In the data beneath this task, how many lines contain "good"? Answer with the number only.

━━ Records to process

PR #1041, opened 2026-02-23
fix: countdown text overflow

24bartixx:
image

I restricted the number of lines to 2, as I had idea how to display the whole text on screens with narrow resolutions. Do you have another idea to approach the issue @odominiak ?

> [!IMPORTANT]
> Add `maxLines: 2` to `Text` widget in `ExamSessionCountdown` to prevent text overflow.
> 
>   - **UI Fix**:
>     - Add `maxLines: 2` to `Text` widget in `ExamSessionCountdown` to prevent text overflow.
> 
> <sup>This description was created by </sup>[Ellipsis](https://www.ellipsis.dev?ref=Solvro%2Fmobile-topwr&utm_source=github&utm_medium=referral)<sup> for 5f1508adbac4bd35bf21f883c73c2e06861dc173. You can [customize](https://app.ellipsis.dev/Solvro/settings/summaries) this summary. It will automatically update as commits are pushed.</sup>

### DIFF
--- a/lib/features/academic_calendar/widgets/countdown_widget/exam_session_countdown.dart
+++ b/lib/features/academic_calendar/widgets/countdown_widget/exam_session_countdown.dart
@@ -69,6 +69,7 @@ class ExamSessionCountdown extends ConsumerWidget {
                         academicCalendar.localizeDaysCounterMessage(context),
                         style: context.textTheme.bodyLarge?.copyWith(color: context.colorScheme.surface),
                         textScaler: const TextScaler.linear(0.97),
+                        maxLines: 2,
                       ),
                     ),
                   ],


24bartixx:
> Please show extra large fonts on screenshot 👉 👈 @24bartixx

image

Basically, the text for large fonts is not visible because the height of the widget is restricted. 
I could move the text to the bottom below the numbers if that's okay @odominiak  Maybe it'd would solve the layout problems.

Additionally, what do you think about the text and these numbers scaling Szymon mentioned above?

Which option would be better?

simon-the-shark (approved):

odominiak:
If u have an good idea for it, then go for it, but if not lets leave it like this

━━━━
━━ Records to process

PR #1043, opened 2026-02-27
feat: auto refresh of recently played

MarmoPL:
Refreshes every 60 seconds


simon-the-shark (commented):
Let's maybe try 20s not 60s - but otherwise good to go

━━━━

Response below: 2